| WORK REQUEST |
For each entry in the listing, produce an exact copy.
━━━━
PR #557, opened 2024-05-22
fix: disallow null stake delegations

RonTuretzky:
This check will prevent stakers from delegating if they don't have any stake, in unity with the Eigenlayer frontend. 
This will prevent unintended behavior of users and downstream edge case handling for payments (eg: not giving rewards to stakers who have 0 stake from the operator's earnings reciever address.) 

@samlaf


ypatil12:
Closing due to staleness, happy to discuss offline if you want @RonTuretzky

PR #962, opened 2024-12-17
fix: complete withdrawals

8sunyuan:
Decided on removing numToComplete interface and this PR also fixes some broken tests.

Also fixes a race condition bug where a staker's withdrawal is still slashable in the same block that the withdrawal is completable, leading to possible race conditions. The regression test `test_getQueuedWithdrawals_SlashAfterWithdrawalCompletion` on the view function found this and passes as a result of the fix.

### DIFF
--- a/src/contracts/core/DelegationManager.sol
+++ b/src/contracts/core/DelegationManager.sol
@@ -242,28 +242,6 @@ contract DelegationManager is
     }
 
     /// @inheritdoc IDelegationManager
-    function completeQueuedWithdrawals(
-        IERC20[][] calldata tokens,
-        bool[] calldata receiveAsTokens,
-        uint256 numToComplete
-    ) external onlyWhenNotPaused(PAUSED_EXIT_WITHDRAWAL_QUEUE) nonReentrant {
-        EnumerableSet.Bytes32Set storage withdrawalRoots = _stakerQueuedWithdrawalRoots[msg.sender];
-        uint256 length = withdrawalRoots.length();
-        numToComplete = numToComplete > length ? length : numToComplete;
-
-        // Read withdrawals to complete. We use 2 seperate loops here because the second
-        // loop will remove elements by index from `withdrawalRoots`.
-        Withdrawal[] memory withdrawals = new Withdrawal[](numToComplete);
-        for (uint256 i; i < withdrawals.length; ++i) {
-            withdrawals[i] = queuedWithdrawals[withdrawalRoots.at(i)];
-        }
-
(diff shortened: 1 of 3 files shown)


src/test/unit/DelegationUnit.t.sol
```diff
@@ -6619,6 +6539,8 @@ contract DelegationManagerUnitTests_completeQueuedWithdrawal is DelegationManage
                 strategyMock, 
                 depositSharesPerWithdrawal
             );
+            withdrawal.nonce = nonce;
+            nonce += 1;
```
8sunyuan, line 6543: Note: this was needed because it was looping over creating queuedWithdrawalParams but each one was having a nonce of 0 from reading directly off the contract. I overwrite this value here since the expectation is that the withdrawals are queued in order with nonces from 0-3 inclusive

src/contracts/core/DelegationManager.sol
```diff
@@ -959,7 +937,24 @@ contract DelegationManager is
...
             shares[i] = new uint256[](withdrawals[i].strategies.length);
 
-            uint256[] memory slashingFactors = _getSlashingFactors(staker, operator, withdrawals[i].strategies);
+            uint32 completableBlock = withdrawals[i].startBlock + MIN_WITHDRAWAL_DELAY_BLOCKS;
+
+            uint256[] memory slashingFactors;
+            // if the completion block is in the future, simply read current slashing factors
+            // still possible however for the slashing factors to change before the withdrawal is completable
+            // and the shares withdrawn to be less
+            if (completableBlock > uint32(block.number)) {
```
0xClandestine, line 946: nit: could be a ternary (no biggie tho)

0xClandestine (commented):
one nit, ci is failing too

0xClandestine:
> one nit, ci is failing too

noticed it's also failing upstream, can fix if needed

src/contracts/core/DelegationManager.sol
```diff
@@ -959,7 +937,24 @@ contract DelegationManager is
...
+                slashingFactors =
+                    _getSlashingFactors({staker: staker, operator: operator, strategies: withdrawals[i].strategies});
+                // Read slashing factors at the completable block
```
ypatil12, line 949: Can we remove these from this PR

ypatil12 (changes requested):
Can we simplify this PR?

ypatil12:
Closing in favor of https://github.com/Layr-Labs/eigenlayer-contracts/pull/965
━━━━
| EXPECTED ANSWER |
PR #557, opened 2024-05-22
fix: disallow null stake delegations

RonTuretzky:
This check will prevent stakers from delegating if they don't have any stake, in unity with the Eigenlayer frontend. 
This will prevent unintended behavior of users and downstream edge case handling for payments (eg: not giving rewards to stakers who have 0 stake from the operator's earnings reciever address.) 

@samlaf


ypatil12:
Closing due to staleness, happy to discuss offline if you want @RonTuretzky

PR #962, opened 2024-12-17
fix: complete withdrawals

8sunyuan:
Decided on removing numToComplete interface and this PR also fixes some broken tests.

Also fixes a race condition bug where a staker's withdrawal is still slashable in the same block that the withdrawal is completable, leading to possible race conditions. The regression test `test_getQueuedWithdrawals_SlashAfterWithdrawalCompletion` on the view function found this and passes as a result of the fix.

### DIFF
--- a/src/contracts/core/DelegationManager.sol
+++ b/src/contracts/core/DelegationManager.sol
@@ -242,28 +242,6 @@ contract DelegationManager is
     }
 
     /// @inheritdoc IDelegationManager
-    function completeQueuedWithdrawals(
-        IERC20[][] calldata tokens,
-        bool[] calldata receiveAsTokens,
-        uint256 numToComplete
-    ) external onlyWhenNotPaused(PAUSED_EXIT_WITHDRAWAL_QUEUE) nonReentrant {
-        EnumerableSet.Bytes32Set storage withdrawalRoots = _stakerQueuedWithdrawalRoots[msg.sender];
-        uint256 length = withdrawalRoots.length();
-        numToComplete = numToComplete > length ? length : numToComplete;
-
-        // Read withdrawals to complete. We use 2 seperate loops here because the second
-        // loop will remove elements by index from `withdrawalRoots`.
-        Withdrawal[] memory withdrawals = new Withdrawal[](numToComplete);
-        for (uint256 i; i < withdrawals.length; ++i) {
-            withdrawals[i] = queuedWithdrawals[withdrawalRoots.at(i)];
-        }
-
(diff shortened: 1 of 3 files shown)


src/test/unit/DelegationUnit.t.sol
```diff
@@ -6619,6 +6539,8 @@ contract DelegationManagerUnitTests_completeQueuedWithdrawal is DelegationManage
                 strategyMock, 
                 depositSharesPerWithdrawal
             );
+            withdrawal.nonce = nonce;
+            nonce += 1;
```
8sunyuan, line 6543: Note: this was needed because it was looping over creating queuedWithdrawalParams but each one was having a nonce of 0 from reading directly off the contract. I overwrite this value here since the expectation is that the withdrawals are queued in order with nonces from 0-3 inclusive

src/contracts/core/DelegationManager.sol
```diff
@@ -959,7 +937,24 @@ contract DelegationManager is
...
             shares[i] = new uint256[](withdrawals[i].strategies.length);
 
-            uint256[] memory slashingFactors = _getSlashingFactors(staker, operator, withdrawals[i].strategies);
+            uint32 completableBlock = withdrawals[i].startBlock + MIN_WITHDRAWAL_DELAY_BLOCKS;
+
+            uint256[] memory slashingFactors;
+            // if the completion block is in the future, simply read current slashing factors
+            // still possible however for the slashing factors to change before the withdrawal is completable
+            // and the shares withdrawn to be less
+            if (completableBlock > uint32(block.number)) {
```
0xClandestine, line 946: nit: could be a ternary (no biggie tho)

0xClandestine (commented):
one nit, ci is failing too

0xClandestine:
> one nit, ci is failing too

noticed it's also failing upstream, can fix if needed

src/contracts/core/DelegationManager.sol
```diff
@@ -959,7 +937,24 @@ contract DelegationManager is
...
+                slashingFactors =
+                    _getSlashingFactors({staker: staker, operator: operator, strategies: withdrawals[i].strategies});
+                // Read slashing factors at the completable block
```
ypatil12, line 949: Can we remove these from this PR

ypatil12 (changes requested):
Can we simplify this PR?

ypatil12:
Closing in favor of https://github.com/Layr-Labs/eigenlayer-contracts/pull/965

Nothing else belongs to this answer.